For instructional purposes you might want to consider getting
a couple of smaller machines. Students will want to use
them for cutting out guitar bodies, printed circuit boards
and other hobby projects that interest kids a lot more
than nested cutting and boring of parts for melamine
cabinets.

In PA I would buy from a dealer on the East Coast if I
were you.

Another option is to buy used. You might want to look
into buying used from a local shop doing an upgrade 
where the seller agrees to help set it up and remain
on call for troubleshooting.


----------



## Cosmicsniper (Oct 2, 2009)

I know nothing about CNC routers, but that post by DS251 is one of the best posts I've ever read on LJs. Great, great advice.


----------



## oldnovice (Mar 7, 2009)

From everything I have read the problem with Laguna is not their CNC it is their customer service. Laguna is located in CA and I don't think their CNCs are made in U.S.!
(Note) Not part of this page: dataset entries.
PR #7802, opened 2025-06-03
🎨 web-server: speeds up calls to `service/{key}/version/{version}/input:match` by adding a cache to the catalog's

pcrespov:
## What do these changes do?

We noticed that the front-end makes many calls to check intpu's match. @odeimaiz  is already looking into it. At the same time, we believe we can speed up this end-point `service/{key}/version/{version}/input:match` by adding a memory TTL cache to the catalog's rest client calls.  Note that this would be sufficient since the connections are sticky and will help handling eventual bursts within a minute time.


matusdrobuliak66 (approved):
Thanks 👍

services/web/server/src/simcore_service_webserver/catalog/_catalog_rest_client_service.py
```diff
@@ -29,6 +32,16 @@
 
 _logger = logging.getLogger(__name__)
 
+# Cache settings
+_SECOND = 1  # in seconds
+_MINUTE = 60 * _SECOND
+_CACHE_TTL: Final = 1 * _MINUTE
```
mrnicegyu11, line 38: In my mind there is nothing against making this either
- longer (5 minutes?)
- configurable via an env-var ;) Then we can play on master and check for the sweet spot... 

;)

mrnicegyu11 (approved):
very good optimization, I left a pedantic comment, fell free to ignore

sanderegg (approved):
Just do not rely on sticky connections. I plan to remove as much of possible as this goes against scaling practices.


Thanks anyway!!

*Shopbot has a special program for educators/schools that is worth checking out and they are located in Durham, NC and Shopbots are made in the U.S.!*

Shopbot CNC for education


----------



## jcurcio (Mar 13, 2012)

That is some great advice! I guess I didn't mean industrial as in a $250k machine, but I didn't want home hobbyists telling me to buy a something little like a rockler shark, or a shop bot. What I want is a 4×8 gantry machine with a 10 horse vacuum table. Basically, The laguna Smart Shop II would be the perfect machine for our needs however, I do worry about repairs and customer service. I was also wondering what people thought of spindle vs. router motors. We wanted a spindle because of the reliability and especially noise. I do not want to listen to a Porter Cable 3.5 horse router screaming in my ear for 3 straight hours during a run. On the contrary, I am worried about having a spindle break down, and have to try to come up with 2 grand to replace the spindle. The grant we received won't be there 2 years down the road for repairs if necessary. We have a local company that builds their own machines called Forrest Scientific. I know they offer great service, but don't know about the quality of their machines. All the schools around us have Techno Isel routers, but they are big bucks for what you actually get and don't seem to be very impressive.


----------



## MrRon (Jul 9, 2009)

I don't know how durable the water cooled spindles are, but if you decide to go that route, you could make up a new carrier for a PC router in your spare time and keep it handy if the spindle quits. It can be a simple matter to swap them out.
How about a DIY amateur CNC machine. The cost could be around $5000 and it could be built by your students as a project.


----------



## DS (Oct 10, 2011)

I've never dealt with these guys, but they list several used machines, both under $30k and over $30k.

It might be worth looking into.


----------



## DS (Oct 10, 2011)

As far as spindles are concerned, they are mostly reliable. A 220V to 440V 3ph spindle is a workhorse. They are definately more reliable than a router motor. I'm not sure they are much quieter than a router, though. (The motors are quieter, but the routing noise is substantial either way.)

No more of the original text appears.